De onverwachte lessen van verslaggeving over de vroege kinderjaren – van verslaggever tot ouder

7

Jarenlang heb ik verslag gedaan van de wereld van het voor- en vroegschoolse onderwijs. Toen leefde ik ernaar. Wat ik leerde veranderde alles.

In 2019 liep ik als journalist een centrum voor vroeg leren in Philadelphia binnen. Ik wist niets van het vakgebied, maar ik stond op het punt om het te leren. Door het basis- en voortgezet onderwijs en het hoger onderwijs te volgen, was ik op sommige dingen voorbereid, maar de wereld van baby’s en peuters was anders. Het was rommelig, luid en van groot belang.
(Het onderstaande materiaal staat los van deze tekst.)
PR #104, opened 2019-03-07
[RFC] cmake: Add Cmake function for adding named sections to the linker file

oyvindronningstad:
Call add_named_section(".foo") to add a FLASH section with the name .foo.
Will also create the symbols _foo_start, _foo_end, and _foo_size.

### DIFF
--- a/cmake/extensions.cmake
+++ b/cmake/extensions.cmake
@@ -689,6 +689,248 @@ function(zephyr_check_compiler_flag lang option check)
   endif()
 endfunction()
 
+
+# add_named_section(section_name [parameters])
+#
+# This function creates a linker section with the given name placed in the given
+# region, and creates symbols for the start, end, and size of the section.
+#
+# See also add_named_ro_section() and add_named_rw_section() to avoid specifying
+# the region.
+#
+# This function will give an error if the same section name is added multiple
+# times, since code will often expect only its own data to be present in the
+# section.
+#
+# Parameters:
+# No-argument parameters:
+# NOLOAD: Make the section NOLOAD, i.e. not initialized.
+# OPTIONAL: Make the section OPTIONAL.
+# MPU_ALIGN: The special MPU_ALIGN macro will be used for aligning the "start"
+#            and end of the section. This alignment happens within the section.
+#
+# Single-argument parameters:
+# REGION: The region to place the section in. The region must be specified in
+#         the linker script. Default: RAMABLE_REGION
+# LOAD_REGION: The region to load from. Using this parameter also adds a symbol
+#              e.g. _foo_rom_start that has the start of the load source.
+# GROUP_START: The name of the group that starts with this section. This
+#              parameter must be given exactly once per group.
+# GROUP_END: The name of the group that ends with this section. This parameter
+#            must be given exactly once per group. When GROUP_START and
+#            GROUP_END has been given for a group, the sections in between as
+#            well as the once in which GROUP_START and GROUP_END were specified
+#            are considered inside this group. There are symbols for the start,
+#            end, and size of the group.
+# ALIGN: The alignment of the start of the section. This cannot be used together
+#        with LOAD_REGION because with LOAD_REGION, ALIGN_WITH_INPUT is used
+#        instead. Default: 4 (without LOAD_REGION)
+# SUBALIGN: The alignment of each input section within this section.
+#
+# Multi-argument parameters:
+# INPUT_SECTIONS: A list of input sections to be put into this section.
+#                 Default: KEEP(*(<section_name>))
+#                          KEEP(*("<section_name>.*"))
+#
+# Example 1:
+# add_named_section(".foo")
+# creates a section named .foo in RAM, and the symbols __foo_start, __foo_end, and
+# __foo_size. Notice that the '.' is converted to a '_'
+#
+# To access the symbols from code:
+#   extern const mytype_t __foo_start;
+#   extern const u32_t __foo_size;
+#   ...
+#   do_something_with_foo(&__foo_start, (u32_t)&__foo_size);
+#
+# To add c variables to the section:
+#   const mytype_t var_placed_in_foo _GENERIC_SECTION(.foo) __attribute__((used)) = something;
+#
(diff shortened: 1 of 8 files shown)


oyvindronningstad:
cc @hakonfam @sigvartmh @osaether

cmake/extensions.cmake
```diff
@@ -689,6 +689,80 @@ function(zephyr_check_compiler_flag lang option check)
...
+# To add c variables to the section:
+#   const mytype_t var_placed_in_foo _GENERIC_SECTION(.foo) __attribute__((used)) = something;
+#
+# Example 2:
+# add_named_section("bar", ROMABLE_REGION)
+# creates a section named bar in flash, and the symbols _bar_start, _bar_end,
+# and _bar_size.
+#
+set(generated_sections_filename "${PROJECT_BINARY_DIR}/include/generated/generated-sections.ld")
+file(WRITE ${generated_sections_filename} "")
```
SebastianBoe: So far, unless I've missed a patch, we have been able to limit this file to functions and macros. I'd like this to continue to hold if possible.

include/arch/arm/cortex_m/scripts/linker.ld
```diff
@@ -515,6 +515,10 @@ SECTIONS
 #include <custom-sections.ld>
 #endif
 
+/* Located in generated directory. This file is populated by the
+ * add_named_section() Cmake function. */
+#include <generated-sections.ld>
+
```
SebastianBoe: We need to add this to all linker.ld unfortunately.

cmake/extensions.cmake
oyvindronningstad: Done

include/arch/arm/cortex_m/scripts/linker.ld
oyvindronningstad: Will do

oyvindronningstad:
@SebastianBoe Thanks, I started addressing your comments. I ported CCM_*, TI_CCFG, and ramfunc so far. Take a look to see whether you think it's going in the right direction.

SebastianBoe:
Can you elaborate on the motivation?

Is it because we think it is easier for users to interface with the add_named_section API than the LD API, or is it to support out-of-tree use-cases?

oyvindronningstad:
> Can you elaborate on the motivation?

Yep, these are my main points:
 - Keep the linker definitions of a module together with everything else to do with that module.
 - Make it easier to add a section, syntax-wise.
 - Make it easier to enforce "best-practices", f.ex. the restriction on usage of `SECTION_DATA_PROLOGUE`
 - Make it less invasive to add a section, since you're less likely to interfere with what is already there. Right now it's hard/impossible to know if you are messing with the surrounding sections. It needs to be easier to see what sections/symbols must be placed in a specific position globally.
 - Make the linker script cleaner and more readable.

The out-of-tree point is a bonus, hadn't thought of that :).

sigvartmh:
I really like this change as it cleans up the vendor specific stuff out of the linkerscript where it doesn't really belong.

SebastianBoe:
I'll get back to this after multi-image is merged.

There are definitely some good ideas here that we want to take advantage of :)

soc/arm/st_stm32/common/CMakeLists.txt
```diff
@@ -1,2 +1,8 @@
 zephyr_sources_ifdef(CONFIG_ARM_MPU arm_mpu_regions.c)
 zephyr_sources(stm32cube_hal.c)
+
+if (DEFINED DT_CCM_BASE_ADDRESS)
+  add_named_section(".ccm_bss" REGION CCM GROUP_START CCM)
```
SebastianBoe: Are you missing NOLOAD?

include/arch/arm/cortex_m/scripts/linker.ld
```diff
@@ -472,45 +472,6 @@ SECTIONS
...
-	{
-		__ccm_data_start = .;
-		*(.ccm_data)
-		*(".ccm_data.*")
-	} GROUP_LINK_IN(CCM AT> ROMABLE_REGION)
-
-	__ccm_data_end = .;
-	__ccm_end = .;
-
-	__ccm_data_rom_start = LOADADDR(_CCM_DATA_SECTION_NAME);
```
SebastianBoe: Are we missing this symbol?

SebastianBoe:
When I read this I am finding it easier to predict the behaviour of the original LD scripts than the new API.

My suggestion would therefore be to keep these improvements:

> Keep the linker definitions of a module together with everything else to do with that module.
> 
> Make it less invasive to add a section, since you're less likely to interfere with what is already there.
> 
> Right now it's hard/impossible to know if you are messing with the surrounding sections. It needs to be easier to see what sections/symbols must be placed in a specific position globally.
> 
> Make the linker script cleaner and more readable.
> 
> Support injecting multiple out-of-tree LD script snippets.

And leave these be as-is:

> Make it easier to add a section, syntax-wise.
> 
> Make it easier to enforce "best-practices", f.ex. the restriction on usage of SECTION_DATA_PROLOGUE
> 

by having the API append/concatenate local LD script snippets instead of generating LD script itself.

oyvindronningstad:
> When I read this I am finding it easier to predict the behaviour of the original LD scripts than the new API.
> 
> My suggestion would therefore be to keep these improvements:
> 
> > Keep the linker definitions of a module together with everything else to do with that module.
> > Make it less invasive to add a section, since you're less likely to interfere with what is already there.
> > Right now it's hard/impossible to know if you are messing with the surrounding sections. It needs to be easier to see what sections/symbols must be placed in a specific position globally.
> > Make the linker script cleaner and more readable.
> > Support injecting multiple out-of-tree LD script snippets.
> 
> And leave these be as-is:
> 
> > Make it easier to add a section, syntax-wise.
> > Make it easier to enforce "best-practices", f.ex. the restriction on usage of SECTION_DATA_PROLOGUE
> 
> by having the API append/concatenate local LD script snippets instead of generating LD script itself.

I think this is a good call. I opened a separate pull request for the updated work (#109)

PR #106, opened 2019-03-12
Revert "[nrf temphack] cmake: Add nRF specific hook"

carlescufi:
This reverts commit 86599ab896febfcdf9a58f6026f49e4a45c3c103.


carlescufi:
See https://github.com/NordicPlayground/fw-nrfconnect-nrf/pull/544

Jenkinsfile
```diff
@@ -84,14 +83,6 @@ pipeline {
             }
           }
         }
-
-        stage('Build nrf samples') {
```
lemrey: This was removed because it's now done by CI in `fw-nrfconnect-nrf`, correct?

carlescufi: Correct

carlescufi:
@lemrey @SebastianBoe the error in sanitycheck is the usual suspect. An unstable test. I need to find a way to exclude that board.

PR #107, opened 2019-03-14
[nrf mergeup] Merge upstream up to commit 19de7ec

rlubos:
Regular upmerge.

Signed-off-by: Robert Lubos <robert.lubos@nordicsemi.no>


hakonfam:
FYI this upmerge is needed for CI not to fail on PRs against fw-nrfconnect-nrf

lemrey:
Arg, this is gonna be tough.

SebastianBoe:
> FYI this upmerge is needed for CI not to fail on PRs against fw-nrfconnect-nrf

A separate PR is now posted so we can restore CI while we debug the upmerge.

lemrey:
The issue is like introduce in:  af10d16.

lemrey:
@hakonfam could you please verify the issue has been solved?

hakonfam:
> @hakonfam could you please verify the issue has been solved?

The issue has been resolved.

SebastianBoe:
I believe there is an unresolved stack overflow somewhere in this mergeup branch (possibly from net_pkt.c).

Will look into it on monday.

Enabling CONFIG_STACK_SENTINEL causes the mqtt_simple sample to go from passing to 

```
Secure Boot: prepare to jump to Non-Secure image
***** HARD FAULT *****
  Fault escalation (see below)
***** Hardware exception *****
Current thread ID = 0x200204e4
Faulting instruction address = 0x45ffe
Fatal fault in ISR! Spinning...

```

Which implies to me that a stack overflow is being detected, but I can't explain that the error message is so poor.

Also, adding some padding after one of the net_pkt.c noinit.c section's causes the build to go from crashing to passing. Which implies a buffer in net_pkt.c is overflowing by a few bytes.

Also, the STACK_SENTINEL infrastructure reports a Stack Check Fail for certain orderings of the .noinit sections.

rlubos:
@SebastianBoe It seems that enabling stack sentinel causes sample to crash even on current master, so the upstream changes might not be a case here.

Still this should be investigated - the crash seems to happen at `bsd_init` call so it can be tough to debug :|

lemrey:
Check that the projects that hard-fault implement the bsdlib error handlers, if they don't, the weak implementation inside the library will hard-fault on errors. `mqtt_simple` is one sample that lacks the handlers, and thus hard-faults. I don't know why the library fails to initialize though, but it seems related to the patch that I reverted.

SebastianBoe:
> it seems related to the patch that I reverted

My working theory is that there has existed a stack overflow in something the mqtt_simple sample uses for quite some time, and that changing where put stuff in memory has changed it from a benign stack overflow to a malignant stack overflow.

The real question is where is the stack overflow, struggling to narrow it down. Tried to bisect, but I couldn't figure out which SHA's of nrf are compatible with which SHA's of Zephyr.

SebastianBoe:
> Check that the projects that hard-fault implement the bsdlib error handlers

What needs to be done to have the mqtt_sample to implement the bsdlib error handler?

rlubos:
I've just added the following in the main for the sake of debugging:
```
/**@brief Recoverable BSD library error. */
void bsd_recoverable_error_handler(uint32_t err)
{
	__ASSERT_NO_MSG(false);
}

/**@brief Irrecoverable BSD library error. */
void bsd_irrecoverable_error_handler(uint32_t err)
{
	__ASSERT_NO_MSG(false);
}
```

As a short term solution, we should have these in each sample. Long term - bsdlib should get rid of the default error handlers, and we should have a proper weak handles somewhere in `bsd_os`.

rlubos:
It's a main stack size that causes the problem. This can be clearly seen when manually stepping over the `bsd_init`:
```
***** Stack Check Fail! *****
Current thread ID = 0x200205c4
Faulting instruction address = 0x4737a
```
```
(gdb) info symbol 0x200205c4
_main_thread_s in section bss
```
Increasing main stack size to 4k resolved the crash (2k is still not enough). The reason that it was not seen rightaway is that for me, the crash ouput is somewhat rubbish:

```
Secure Boot: MSP_NS 20024030
Secure Boot: pre***** HARD FAULT *****
  Fault escalation (see below)
***** Hardware exception *****
Current thread ID = 0x200205c4
Faulting instruction add
```

Any ideas what buffers need to be increased to get a decent output? Logger is disabled in this sample, hence I'm lost here.

rlubos:
Given above, is https://github.com/NordicPlayground/fw-nrfconnect-zephyr/pull/107/commits/15d31b5bbf3681a8d2ef10df399f5109fcde8a8e actually needed?

The sample seems to pass the initialization w/o errors with stack increased and no reverted commits. Still, this should be verifed by someone with a proper LTE connection (I'm stuck at `LTE Link Connecting ...`), but if there's no need to mess up with the git history, we should avoid that.

SebastianBoe:
15d31b5bbf3681a8d2ef10df399f5109fcde8a8e

is no longer needed if we have a reasonable fix.

SebastianBoe:
> Still, this should be verifed by someone with a proper LTE connection 

I can confirm that I get a connection when STACK_SENTINEL and MAIN_STACK_SIZE=4096

SebastianBoe:
So, for this upmerge, we get rid of the revert to align with Zephyr. Increase the main stack size to fix the stack overflow that was brought to light by the upmerge, and then long term;

Ensure that bsd lib does not corrupt the kernel's error reporting, e.g. stack check.
Maybe reduce the size of main stack so new application's don't need to remember to set it. Is there anything in the main stack that we can put elsewhere perhaps, in another thread, or in a buffer?

lemrey:
I agree with @SebastianBoe, to sum it up:
To sum it up:
- drop the `temphack` commit
- implement weak handlers in `mqtt_simple` project (temporary fix)
- increase stack size in `mqtt_simple` project (temporary fix?)

Then we can change the bsdlib own error handlers' behavior to prevent confusing messages.

rlubos:
MQTT sample fixes are submitted in a separate PR (https://github.com/NordicPlayground/fw-nrfconnect-nrf/pull/559), let's finish the upmerge

ioannisg:
> 
> 
> Something is off here.
> NACK, while investigating:
> 
> samples/nrf9160/mqtt_simple:
> 
> ```
> Secure Boot: prepare to jump to Non-Secure image
> Exception occurred in Secure State
> ***** HARD FAULT *****
>   Fault escalation (see below)
> ***** BUS FAULT *****
>   Precise data bus error
>   BFAR Address: 0x50008120
> ***** Hardware exception *****
> Current thread ID = 0x20020224
> Faulting instruction address = 0x0
> Fatal fault in ISR! Spinning...
> ```

@lemrey @SebastianBoe and all. this is a SecureFault exception

ioannisg:
@SebastianBoe

>So, for this upmerge, we get rid of the revert to align with Zephyr. Increase the main stack size to fix the stack overflow that was brought to light by the upmerge, and then long term;

>Ensure that bsd lib does not corrupt the kernel's error reporting, e.g. stack check.
Maybe reduce the size of main stack so new application's don't need to remember to set it. Is there anything in the main stack that we can put elsewhere perhaps, in another thread, or in a buffer? 

To investigate stack overflow: have you enabled `CONFIG_HW_STACK_PROTECTION`?

SebastianBoe:
We are done debugging. The sample was using more main stack than it had enabled.

PR #505, opened 2021-04-21
[nrf fromlist] soc: nrf52805: fix enabled instance 0 check

mbolivar-nordic:
Upstream:
https://github.com/zephyrproject-rtos/zephyr/pull/34433/

UART0, TWI0, and SPI0 have different peripheral IDs (2, 3, and 4
respectively) on this SoC and therefore should not be mutually
exclusive to use.


anangl (approved):

tejlmand (approved):

ioannisg:
These can be from-tree, now

ioannisg (changes requested):
from-tree, otherwise, fine.

mbolivar-nordic:
brought in by the current upmerge

PR #507, opened 2021-04-21
Upmerge 21.04.2021

trond-snekvik:
Merges in upstream up to commit [8e1cfe9](https://github.com/zephyrproject-rtos/zephyr/commit/8e1cfe9a46844041544d1efcc55c59d069bd2432).


mbolivar-nordic (approved):

boards/arm/mps2_an521/Kconfig.defconfig
```diff
@@ -17,10 +17,8 @@ config BOARD
 
 # By default, if we build for a Non-Secure version of the board,
 # force building with TF-M as the Secure Execution Environment.
-# Openamp samples assume the non-secure build is the remote
-# core image, so do not build with TF-M in this case.
 config BUILD_WITH_TFM
-	default y if TRUSTED_EXECUTION_NONSECURE && !OPENAMP
+	default y if TRUSTED_EXECUTION_NONSECURE
```
ioannisg, line 21: So, for now, I think this is fine, however, I believe CI won't pass, because it will try to build TFM for mps2_an521_nonsecure , in the context of the openamp samples.

trond-snekvik: AFAICT, OPENAMP is being used as a heuristic here to determine whether this is a nonsecure app that talks to a secure app. Is this correct, and if it is, is there some other way to solve this?

oyvindronningstad: This is now an upstream patch (e04a57de046e0e1fba25d3ecc11bd6d7611e3664). It's part of a set of 4, but the other 3 should only be relevant for users of the mps2_an521 board. PR: https://github.com/zephyrproject-rtos/zephyr/pull/34576. cc @ioannisg

carlescufi (approved):

PR #508, opened 2021-04-26
TF-M integration branch

frkv:
Draft PR giving temporary fixes to items to integrate nrf_security and
PSA Crypto APIs with Zephyr + TF-M project

ref: NCSDK-7907


samples/net/sockets/echo_server/prj.conf
```diff
@@ -52,3 +52,13 @@ CONFIG_POSIX_MAX_FDS=12
 
 # How many client can connect to echo-server simultaneously
 CONFIG_NET_SAMPLE_NUM_HANDLERS=1
+
+CONFIG_BUILD_WITH_TFM=y
```
ioannisg, line 56: Better add a sample variant in sample.yaml, which enables the extra config CONFIG_BUILD_WITH_TFM=y
This should be a temp-hack.

tejlmand (approved):

ioannisg:
@rlubos can you look at the temphack commits, please?

samples/net/sockets/echo_server/prj.conf
ioannisg: What will we finally do here, @frkv ? Will you force BUILD_WITH_TFM by default, or somehow introduce a Kconfig "overlay"?

tejlmand: I tried to do what we discussed at first, but we need to make a dedicated Kconfig fragment that must be manually applied, cause there are Kconfig symbols unknown without the corresponding nrfxlib patches.
```
/projects/github/ncs/zephyr/samples/net/sockets/echo_server/prj.conf:58: warning: attempt to assign the value 'y' to the undefined symbol MBEDTLS_PSA_CRYPTO_C

error: Aborting due to Kconfig warnings
```

Also removed the dts overlay.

De daaropvolgende jaren reisde ik door het land en bezocht programma’s voor vroege zorg in huizen, centra en kerken. Ik zag de verwondering in de ogen van kinderen, het geduld van hun leraren en de grimmige realiteit van een chronisch ondergefinancierd systeem. Ik schreef over de ontwikkeling van de hersenen, het verwerven van vaardigheden en de onmogelijke keuzes waarmee ouders te maken kregen. Maar daarover rapporteren was niet hetzelfde als het ervaren ervan.

Dat veranderde in 2024 toen mijn man en ik zwanger werden. Plotseling waren de abstracte uitdagingen waarover ik schreef persoonlijk. We begonnen met onze zoektocht naar kinderopvang voordat de meeste vrienden wisten dat we in verwachting waren, en bereidden ons voor op lange wachtlijsten en hoge kosten. We hadden het niet mis. Programma’s vertelden ons dat ze waarschijnlijk pas in 2027 of 2028 een plekje voor onze zoon zouden hebben.

We kozen voor een kindermeisjesaandeel en het aanwervingsproces was wreed. Ons kind aan iemand anders toevertrouwen was angstaanjagend. Het conflict was reëel: schrijven over de problemen met de kinderopvang van andere gezinnen, terwijl mijn eigen baby boven lachte en huilde.

Dan was er de baby zelf. Ik herinner me dat ik in 2019 dacht dat kleine kinderen rond de leeftijd van 4 of 5 jaar ‘online komen’. Het onderwijssysteem behandelt ze op die manier. Maar mijn zoon bewees dat ik ongelijk had. Hij ontdekte zijn handen, leerde toen grijpen en vervolgens een belletje rinkelen. Nu, na zeven maanden, pakt hij boeken, mokken, rammelaars en mijn gezicht op.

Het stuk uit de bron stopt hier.